President Donald Trump is right, so far: the sprawling investigation by special counsel Robert Mueller hasn’t shown that Trump himself did anything wrong. It may never.
But it is beginning to show that some of Trump’s top advisers were shady characters who had no business helping run a U.S. presidential campaign. Should Trump have known that? Unclear. But Trump’s history as a candidate, and now as commander-in-chief, increasingly reveals a boss who prizes loyalty over competence and risks his own success through subpar hires.
Mueller has indicted Trump’s former campaign chairman, Paul Manafort, and Manafort’s partner, Richard Gates, on charges related to foreign business dealings that may have involved money laundering. Mueller has made no connection between those charges and Manafort’s role in the Trump campaign.
Another Trump campaign adviser, George Papadopoulos, has pled guilty to lying to the FBI about contacts he had with Russian officials while working on the Trump campaign. As part of that plea deal, Papadpoulus appears to be cooperating with prosecutors, which means he could provide information leading to charges against other Trump campaign officials. That’s bad news for Trump all around.
It’s worth pointing out that a few bad apples on an entire presidential campaign staff is more the norm than the exception in American politics. Scoundrels exploit politics for personal gain, sometimes illegally, just as they do in business, sports, entertainment and probably every other sector of the economy.

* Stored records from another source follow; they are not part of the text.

PR #3283, opened 2019-04-09
[ng] Accessible dropdown

jeeyun:
This is a new PR to continue where https://github.com/vmware/clarity/pull/3252 dropped off.

I squashed the earlier commits by @youdz into one commit, and adding top of that for review purposes. We'll eventually squash and rebase before merging to master.


src/clr-angular/popover/dropdown/dropdown-menu.ts
```diff
@@ -15,17 +29,19 @@ import { POPOVER_HOST_ANCHOR } from '../common/popover-host-anchor.token';
...
     injector: Injector,
     @Optional()
     @Inject(POPOVER_HOST_ANCHOR)
-    parentHost: ElementRef,
+    parentHost: ElementRef<HTMLElement>,
     @Optional()
     @SkipSelf()
-    nested: ClrDropdownMenu
+    nested: ClrDropdownMenu,
+    focusHandler: DropdownFocusHandler
```
gnomeontherun: nit `private focusHandler: DropdownFocusHandler` so we don't have to manually assign it later.

src/clr-angular/popover/dropdown/dropdown-menu.ts
```diff
@@ -86,4 +103,19 @@ export class ClrDropdownMenu extends AbstractPopover {
...
   }
+
+  private focusHandler: DropdownFocusHandler;
+  @ContentChildren(FocusableItem) items: QueryList<FocusableItem>;
+
+  ngAfterContentInit() {
+    this.focusHandler.container = this.el.nativeElement;
+    this.items.changes.subscribe(() => this.focusHandler.addChildren(this.items.toArray()));
+    // I saw this on GitHub as a solution to avoid code duplication because of missed QueryList changes
+    this.items.notifyOnChanges();
```
gnomeontherun: Should this go inside of the changes handler on line 112?

src/clr-angular/popover/dropdown/dropdown-menu.ts
jeeyun: So if I do that, TS compiler complains:
```A 'super' call must be the first statement in the constructor when a class contains initialized properties or has parameter properties.
```
I don't want to move up the `super` call, because I think the warning should fire rather than the `super` call if parentHost is not there. Is it ok to leave this as is?

package-lock.json
```diff
@@ -7286,20 +7286,21 @@
       "dependencies": {
         "abbrev": {
           "version": "1.1.1",
-          "resolved": "",
+          "resolved": "https://registry.npmjs.org/abbrev/-/abbrev-1.1.1.tgz",
```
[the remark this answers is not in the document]
jeeyun: Will revert!

src/clr-angular/popover/dropdown/dropdown-menu.ts
jeeyun: No. Actually that line is what's causing the change event to fire.

jeeyun:
Just updated it with dox on a11y:

Screen Shot 2019-05-14 at 10 40 34 AM

We are going to focus on documenting it for our Angular components for now. If there's great demand for guidance / code example on how to make our static components accessible, we will revisit this.

src/clr-angular/popover/dropdown/providers/dropdown-focus-handler.service.ts
```diff
@@ -0,0 +1,186 @@
...
+  /**
+   * If the dropdown was opened by clicking on the trigger, we automatically move to the first item
+   */
+  moveToFirstItemWhenOpen() {
+    this.ifOpenService.openChange.subscribe(open => {
+      if (open && this.ifOpenService.originalEvent) {
+        // Even if we properly waited for ngAfterViewInit, the container still wouldn't be attached to the DOM.
+        // So setTimeout is the only way to wait for the container to be ready to move focus to first item.
+        setTimeout(() => {
+          this.focusService.moveTo(this);
```
Shijir: I see now two methods that use `setTimeout`. If possible, we should try to avoid it as much as possible. I understand why you needed them. But it seems like we could avoid both usages by placing these subscriptions in the container setter: 
```ts
set container(el: HTMLElement) {
  if(this.openChangeSubscription) {
       this.openChangeSubscription.unsubscribe();
  }
  this.openChangeSubscription = this.ifOpenService.openChange.subscribe(open => {  ...  });
  ....
}
```

src/clr-angular/popover/dropdown/dropdown-item.ts
```diff
@@ -3,20 +3,36 @@
...
   ) {}
 
+  @Input()
+  set disabled(value: boolean | string) {
+    // Empty string attribute evaluates to false but should disable the item, so we need to add a special case for it.
+    this.focusableItem.disabled = !!value || value === '';
+  }
+
   ngAfterViewInit() {
     this.renderer.listen(this.el.nativeElement, 'click', () => this.onDropdownItemClick());
```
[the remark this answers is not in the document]
jeeyun: Good catch. I'm going to call the unlisten method that gets returned from this call in the `ngOnDestroy`.

src/clr-angular/popover/dropdown/dropdown-trigger.ts
```diff
@@ -17,16 +18,24 @@ import { ClrDropdown } from './dropdown';
     '[class.dropdown-item]': '!isRootLevelToggle',
     '[class.expandable]': '!isRootLevelToggle',
     '[class.active]': 'active',
+    '[attr.aria-haspopup]': '"menu"',
+    '[attr.aria-expanded]': 'ifOpenService.open',
```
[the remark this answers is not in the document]
jeeyun: Yup, working fine in prod mode. Maybe the host binding has different rules than the template?

src/clr-angular/popover/dropdown/providers/dropdown-focus-handler.service.ts
jeeyun: This doesn't work, because the openChange fires already once before the set container is called that we want to catch and act upon. I tried to make it execute the logic that the subscription would execute in this setter and then subscribe for the future events, but still some of the other states are inconsistent at that time of initial execution and produces error. For now, I'll create a separate ticket to see if we can clean up the setTimeout logic at a later time.

jeeyun: New issue filed: https://github.com/vmware/clarity/issues/3362

src/clr-angular/popover/dropdown/dropdown-trigger.ts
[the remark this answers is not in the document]
Shijir: Most probably 😄

src/clr-angular/popover/dropdown/providers/dropdown-focus-handler.service.ts
Shijir: Sounds good. Thanks, Jeeyun 👌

Trump’s advisers are loyal but unfit for the job
What’s different about Trump is his willingness to rely on senior advisers who might be loyal, but who are also weak or compromised in ways that make them ineffective at best and a major liability at worst. Trump’s first national security adviser, Michael Flynn, resigned after less than a month because he lied to Vice President Mike Pence about details of his meetings with the Russian ambassador to the United States. Flynn was appointed to run the Defense Intelligence Agency in 2014, but was essentially fired two years later amid questions about his competence. President Barack Obama advised Trump not to bring Flynn into his administration. Trump should have listened, but he didn’t, and Flynn’s shocking early departure became one of Trump’s first major embarrassments.
Trump’s first Health and Human Services Secretary, Tom Price, resigned in September following revelations that he needlessly flew around the country on private military jets, at a cost of hundreds of thousands of dollars. Trump should have known Price was sketchy, given multiple reports of questionable stock trades he made involving companies that could have benefited from the actions of House committees Price was an influential member of. Was Price the best guy to run a large part of the government? No. But he turned out to be Trump’s guy, until petty greed sank him.

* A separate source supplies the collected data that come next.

PR #3295, opened 2019-04-13
[NG] refactor if expanded directive

### LINKED ISSUE #893: [NG] Relocate the expand util (*clrIfExpanded structural directive) into utils/conditional
## Update
The `*clrIfExpanded` structural directive was extracted from the datagrid and moved to `utils/expanded`. The next step is to consolidate it with the other conditional structural directives in the `utils/conditional` folder. 

## Original
We want to extract the `*clrIfExpanded` structural directive and the `RowExpand` provider from Datagrid, so that any other components relying on an expand/collapse pattern can reuse them.

The [structural directive](https://github.com/vmware/clarity/blob/master/src/clarity-angular/data/datagrid/datagrid-if-expanded.ts) will pretty much stay the same. In anticipation of this, the selector doesn't mention "datagrid", but the class name itself will have to change.

The [provider](https://github.com/vmware/clarity/blob/master/src/clarity-angular/data/datagrid/providers/row-expand.ts), on the other hand, has be split into a more generic class, and the Datagrid will extend it to add its own custom features (like `replace`). Just make sure, after extending, that the child class provider is still registered for the parent class token.
The features that should be in the generic provider are:
- `expanded` boolean.
- `expandChange` Observable.
- `LoadingListener`

If components other than Datagrid can use proper Angular animations for expand/collapse, then the `animate` Observable should not be part of the generic provider.

coryrylan:
Move if-expanded to conditionals and make service generic.

closes #893


src/clr-angular/data/datagrid/datagrid-if-expanded.service.ts
```diff
@@ -0,0 +1,49 @@
...
+import { ClrLoadingState } from '../../utils/loading/loading';
+
+@Injectable()
+export class DatagridIfExpandService extends IfExpandService {
+  // due to the es5 spec if the set is overridden on base class the getter must also be overridden
+  get expanded(): boolean {
+    return this._expanded;
+  }
+
+  set expanded(value: boolean) {
```
Shijir: This setter seems to duplicate the base class's setter. Can we directly subscribe to `expandChange` in the `row-expand-animation.ts` so we don't even need to create another subject for animation only?

Shijir:
LGTM. I have only a few questions that I've posted above :)

src/clr-angular/data/datagrid/animation-hack/row-expand-animation.ts
```diff
@@ -11,16 +11,16 @@
...
 export class DatagridRowExpandAnimation {
   constructor(
     private el: ElementRef,
     private domAdapter: DomAdapter,
     private renderer: Renderer2,
-    private expand: Expand
+    private expand: DatagridIfExpandService
   ) {
     if (expand && expand.animate) {
       expand.animate.subscribe(() => {
```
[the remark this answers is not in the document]
Jinnie: This hack class will soon be gone. Not sure it's worth improving it at the moment.

src/clr-angular/utils/conditional/if-expanded.service.ts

Interior Secretary Ryan Zinke and Treasury Secretary Steven Mnuchin appear to be other members of Trump’s private-flyer club. They’re still in the Cabinet, with Mnuchin’s mettle soon to be tested as Republicans try to jam a tax-cut bill through Congress. Mnuchin is Trump’s point man on taxes. He originally predicted Congress would pass a tax bill by August. That prediction was laughably wrong. Mnuchin may yet redeem himself, but if tax cuts fail, Trump may seek a more capable Treasury boss.
Attorney General Jeff Sessions is so beleaguered that Trump himself called him “weak.” The Secretary of Housing and Urban Development, Ben Carson, came to the job with no experience in the field and little apparent enthusiasm for it. Trump’s Energy Secretary, Rick Perry, once wanted to abolish the department he now heads. Presidents often dole out Cabinet jobs to potentates who donated to their campaigns and helped get them elected — but the appointees usually have a veneer of experience in the field, or at least interest in it.
At the White House, meanwhile, Trump has blown through so many senior aides — Reince Priebus, Sean Spicer, Anthony Scaramucci, Steven Bannon, and on and on — that it’s the boss who deserves the real scrutiny, rather than the ousted employees. If all of those people were unfit for the job, why did Trump hire them? It’s understandable that one or two folks might not bear up under the intense and unfamiliar pressures of the White House. But not a dozen.
Trump, the businessman, was shielded
Trump, of course, ran as a businessman able to get things done, rather than a bureaucrat only able to talk about getting things done. But as head of the Trump Organization, Trump ran a private company where he was the only boss. The consequences of bad hires were confined inside a black box.
As a candidate and now president, Trump’s bad hires have very public consequences, which are now manifest in a sprawling investigation into any Trump associate who may have run afoul of the law. Mueller may ultimately clear Trump of any criminal or suspicious activity. But he has already indicted Trump for hiring and relying on people he never should have.